Понимал его, однако, один Воля, но не показывал вида: как Бабинец, он не одобрял разговора.
Оказалось, что у немца как раз есть дочурка Анна и племянница Марта. Причем обе они в самом деле очень водолюбивы, купаются в озере и плавают в бассейне. Вообще немецкие дети очень чистоплотны, как, впрочем, и взрослые немцы. Немец посожалел еще, что в славной квартире, где он поселился, нет ванны, и отправился в комнату за фотографией дочери.
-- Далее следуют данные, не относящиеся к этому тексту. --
PR #1377, opened 2016-11-01
Compresses indexes to search based on date expression

### LINKED ISSUE #1327: Dynamically bound lookback for elasticsearch queries
Currently, we have a heck of a long disclaimer in our code to defend against too many indexes being queried. When the lookback hits over 100 index entries (days), we reroute the search to a post request.

``` java
  /**
   * Because the {@link HttpClient} is forced to send the index names in the URL, too many indices
   * (or long names) can quickly exceed the 4096-byte limit commonly imposed on a single HTTP line.
   * This limit is not entirely within the control of Elasticsearch, either, as it may be imposed by
   * arbitrary HTTP-speaking middleware along the request's route. Some more details can be found on
   * this "wontfix" issue: https://github.com/elastic/elasticsearch/issues/7298
   */
  private static final int MAX_INDICES = 100;
```

Apart from dependency links, Zipkin data is usually only retained for orders of days, certainly not hundred days. The reason why this hack was needed is that our unit tests tests by default lookback to epoch. The server looks back to `zipkin.query.lookback` which is 7 days by default, but due to modularity, this property isn't readable by tests.

Except for the test cases, the only way we'd ever need 100 days of data returned is if someone adjusted `zipkin.query.lookback` to an order of magnitude higher than its default (or if someone was using the library directly).

One way or another, we should put a hard-limit on how far back we should look as certainly getting data from 1970 will return null. The storage schema wasn't even written until mid-march of 2016.

My suggestion is the following:
- Hard limit the begin timestamp to no later than when zipkin's elasticsearch was written, March 2016.
- Lookup the indexes dynamically and hard-limit queries to not attempt to read before them

Anyone have feelings about this? @openzipkin/elasticsearch 

```
$ curl -s 'localhost:9200/test_zipkin_http-*/_settings?pretty'
{
  "test_zipkin_http-2016-10-04" : {
    "settings" : {
      "index" : {
        "number_of_shards" : "5",
        "creation_date" : "1475553054979",
        "requests" : {
          "cache" : {
            "enable" : "true"
          }
        },
        "analysis" : {
          "analyzer" : {
            "lowercase" : {
              "filter" : [ "lowercase" ],
              "type" : "custom",
              "tokenizer" : "keyword"
            }
          }
        },
        "number_of_replicas" : "1",
        "uuid" : "_RCZiBM2TUiLbyLge5Yl_Q",
        "version" : {
          "created" : "2040099"
        }
      }
    }
  }
}
```

codefromthecrypt:
This adds `IndexNameFormatter.indexNamePatternsForRange` which 
compresses api requests by using wildcard expressions for months or 
years.

For example, if begin is 2016-11-30 and end is 2017-01-02, the result 
will be 2016-11-30, 2016-12-*, 2017-01-01 and 2017-01-02 as opposed to
a set of >30 individual index names.

As a side effect, we no longer need special http configuration as we
won't create request lines larger than 4096 on account of index names.

Fixes #1327
Obviates #1371

### DIFF
--- a/zipkin-storage/elasticsearch-http/src/main/java/zipkin/storage/elasticsearch/http/HttpClient.java
+++ b/zipkin-storage/elasticsearch-http/src/main/java/zipkin/storage/elasticsearch/http/HttpClient.java
@@ -55,15 +55,6 @@ import static zipkin.moshi.JsonReaders.enterPath;
 final class HttpClient extends InternalElasticsearchClient {
   static final MediaType APPLICATION_JSON = MediaType.parse("application/json");
 
-  /**
-   * Because the Http api requires sending index names in the URL, too many indices
-   * (or long names) can quickly exceed the 4096-byte limit commonly imposed on a single HTTP line.
-   * This limit is not entirely within the control of Elasticsearch, either, as it may be imposed by
-   * arbitrary HTTP-speaking middleware along the request's route. Some more details can be found on
-   * this "wontfix" issue: https://github.com/elastic/elasticsearch/issues/7298
-   */
-  private static final int MAX_INDICES = 100;
-
   static final class Factory implements InternalElasticsearchClient.Factory {
     final Lazy<List<String>> hosts;
     final OkHttpClient client;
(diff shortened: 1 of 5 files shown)


codefromthecrypt:
cc @openzipkin/elasticsearch

codefromthecrypt:
Here's an example of the compression in action

screen shot 2016-11-01 at 3 46 10 pm

PR #1381, opened 2016-11-02
Makes charset explicit in MySQL tables

codefromthecrypt:
Travis just started failing due to unicode characters not returning.
This makes character set explicit in our defaults in case others have
the same problem.


codefromthecrypt:
note: not sure exactly what caused this in travis, but it appears to have recently picked up mysql 5.6.33

codefromthecrypt:
merging as needed to unbreak travis

PR #1385, opened 2016-11-03
Supports querying traces with mixed-length trace IDs

codefromthecrypt:
Unless you only issue 128-bit traces when all applications support them,
the process of updating applications from 64 to 128-bit trace IDs results
in a mixed state. This mixed state is mitigated by the setting
`STRICT_TRACE_ID=false`, explained below. Once a migration is complete,
remove the setting `STRICT_TRACE_ID=false` or set it to true.

Supporting changes are:

`SpanStore.getTrace(long traceIdHigh, long traceIdLow)`
`StorageComponent.Builder.strictTraceId(boolean strictTraceId)`


codefromthecrypt:
There's an unlikely scenario where the conditions searched returned results with traces that include exactly the same low bits, but have different and non-zero high bits.

It is possible that one of the traces didn't actually match the predicate. Accordingly, we have to filter them client-side to ensure we don't return false-positives.

This particular scenario affects both cassandra and elasticsearch, so extracting common code to deal with it. This code should be up tomorrow.

codefromthecrypt:
Still quite a lot of work left, particularly around testing this and making it configurable. Probably won't get a revision up until Monday as I'm flying most of tomorrow.

codefromthecrypt:
At the moment, this is what I'm going with for the storage component parameter. This would be mapped to an environment variable in the server/docker...

```

  interface Builder {

    /**
     * Zipkin historically had 64-bit {@link Span#traceId trace IDs}, but it now supports 128-bit
     * trace IDs via {@link Span#traceIdHigh}, or its 32-character hex representation.
     *
     * <p>This setting allows you to look up traces who have 128-bit trace ids by the lower-64 bits
     * using {@link SpanStore#getTrace(long)}. In most implementations, this implies a second index
     * which can be more expensive in terms of storage or memory than only supporting 128-bit
     * lookups via {@link SpanStore#getTrace(long, long)}
     *
     * <p>This should be enabled until all instrumentation report 128-bit trace IDs consistently,
     * and {@link SpanStore#getTrace(long)} is no longer in use.
     */
    Builder mixedTraceIdLength(boolean mixedTraceIdLength);

    StorageComponent build();
  }
```

Particularly, this should allow sites who have transitioned to 128-bit ids to opt-out of tokenizing the traceId in elasticsearch or possibly another column in cassandra3.

codefromthecrypt:
pushed a code update which needs cleanup (particularly in MySQL which is the nastiest).

codefromthecrypt:
changed flag to strictTraceId

codefromthecrypt:
wow.. actually green, huh

codefromthecrypt:
pretty happy with docs and config. test backfilling and some code polishing needed, readying for merge

codefromthecrypt:
added config integration tests.

NEXT STEP:
- see if I can make ES template opt-out of tokenization.
- mysql cleanup
- more test backfills

ETA sometime tomorrow

codefromthecrypt:
got ES to conditionally tokenize and cleaned up some of the code. want to do one last cleanup and double-check the test cases are named and documented well. Will merge tomorrow

codefromthecrypt:
ok only thing I'm doing between now and merge is backfilling tests for GroupByTraceId... so expect this in by tomorrow. I'll cut a version following

PR #1389, opened 2016-11-04
Blocking import for gson as we embed it

cschneider:


zipkin/pom.xml
```diff
@@ -63,6 +63,7 @@
 
   <build>
     <plugins>
+      <!-- Need to block import of shaded packages as maven bundle plugin analyzes the unshaded jar -->
```
codefromthecrypt: maybe remind people the file that blocked imports go is `bnd.bnd`? I think many don't know this

cschneider: Makes sense .. I also found another issue

cschneider:
I am now at the stage where I can install zipkin and zipkin reporter bundles. I will now try to first get everything installed and started in OSGi and then write a first actual example that uses it.

codefromthecrypt:
cool beans.. all of the snapshot repos should be working, so please ping back how it goes.

codefromthecrypt:
fyi this (and other related change) is going out as 1.14.4

PR #2223, opened 2018-10-29
Fix Issue Templates

beckje01:
Remove markdown from about sections.


codefromthecrypt:
thanks for the fast turnaround!

Issue #2217, opened 2018-10-23
Refactor UI to internally use the v2 model


codefromthecrypt:
Right now, we pull data in v2 format #1802, but we still operate on it in v1.

GuangmingLuo:
Hi, 
I recently find that I can't search trace by id in this UI [Go to trace] when I use 128 bit traceId for both version 2.10.4 and 2.11, even though it does exist in the DB. 
Does this relate to this issue, or maybe raise a new issue ?
BR

codefromthecrypt:
I will try start this by changing the UI logic step-by-step to eventually use v2 data:

1. break shared v1 spans into single host spans, but still v1 format
Ex. {"cs" "sr" "sa" "ca" "ss" "cr"} -> {"cs" "cr", "sa"},  {"sr" "ss", "ca"}
1. add span.kind, remoteEndpoint annotation to the UI's model temporarily and use it
 {"cs" "cr", "sa"},  {"sr" "ss", "ca"} -> {kind = CLIENT, "cs" "cr", remoteEndpoint},  {kind = SERVER, "sr" "ss", remoteEndpoint}
1. add localEndpoint annotation to the UI's model temporarily and use it
{kind = CLIENT, "cs" "cr", remoteEndpoint},  {kind = SERVER, "sr" "ss", remoteEndpoint} -> {kind = CLIENT, "cs" "cr", localEndpoint, remoteEndpoint},  {kind = SERVER, "sr" "ss",  localEndpoint, remoteEndpoint}
1. complete switch to v2 model
{kind = CLIENT, "cs" "cr", localEndpoint, remoteEndpoint},  {kind = SERVER, "sr" "ss",  localEndpoint, remoteEndpoint} -> {kind = CLIENT, timestamp, duration, localEndpoint, remoteEndpoint},  {kind = SERVER, timestamp, duration,  localEndpoint, remoteEndpoint, shared=true}

codefromthecrypt:
one interesting design luck is that in the current UI we are a little inefficient. We make one traces api query for the index, then redundantly make a trace api query to show the trace view. A better UI will reuse the same data. However when we are porting logic, this is a bit lucky. Since each screen uses a different api, I can break one screen and not break the other one. For example, I can port the search screen to use v2 without touching the trace view screen.

codefromthecrypt:
Another thing to consider. We should have stub/mock data that includes some interesting traces:
* trace with clock skew
* regular RPC trace
* messaging trace

[...]

PR #2228, opened 2018-10-31
Simplifies summary logic by not doing skew correction

codefromthecrypt:
The trace summary screen and individual trace screens are served by
different data. At the moment, offsets are not considered when computing
the trace duration broken down by service. Maybe it should be, but
removing clock skew makes migration to v2 simpler and we can then
revisit this logic.

See #2217

### DIFF
--- a/zipkin-ui/js/component_data/default.js
+++ b/zipkin-ui/js/component_data/default.js
@@ -4,7 +4,6 @@ import $ from 'jquery';
 import queryString from 'query-string';
 import {traceSummary, traceSummariesToMustache} from '../component_ui/traceSummary';
 import {SPAN_V1} from '../spanConverter';
-import {correctForClockSkew} from '../skew';
 
 export function convertToApiQuery(source) {
   const query = Object.assign({}, source);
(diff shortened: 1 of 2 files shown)


codefromthecrypt:
To test this, I used "skew.json" before and after the change and noticed the service percentage was exactly the same. This is how I know the percentage function doesn't consider offset even without looking at the code (I also looked at the code though!)

screen shot 2018-10-31 at 11 26 44 am

zeagord (approved):

tacigar:
I think that is good!
But I have a question.

I think that `adjustTimestamps` in `skew.js` may change the timestamps of the spans, and `traceDuration` in `traceSummary.js` will be used for duration calculation.
And I think that in many case `traceDuration` function returns `span[0].timestamp + span[0].duration - span[0].timestamp` (== `span[0].duration`).
So in many case, I think the process of clock-skew is unnecessary.
Is my opinion correct?
And is this even in all cases?

Sorry for newbie question 😞

codefromthecrypt:
This may indeed be a problem. I will look into it now as we don't have data yet to break this.

adriancole:
What we did is add an async span that runs past the critical path. 

When we don't do skew correction, the result is this:
screen shot 2018-10-31 at 5 39 54 pm


When we do skew correction, the result is this:
screen shot 2018-10-31 at 5 40 14 pm

While we don't know which result is correct, we should keep the historical behavior until we know what the correct result should be. So, this reverts the change.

Так получилось, что единственной незабытой от страха фразой Колька и правда помог тете Паше расположить к себе немца и оправдал ее ожидания.
Но Бабинец омрачил ее настроение. Едва только немец отлучился за фотографией, он сказал ей, что она лебезит перед врагом, пресмыкается перед ним и что это позорно. Тетя Паша отвечала, что не пресмыкается, а устанавливает нормальные отношения.
— Значит, воюешь с ним? — спросил Бабинец. — Нормальные отношения с захватчиком, Прасковья, — отношения войны.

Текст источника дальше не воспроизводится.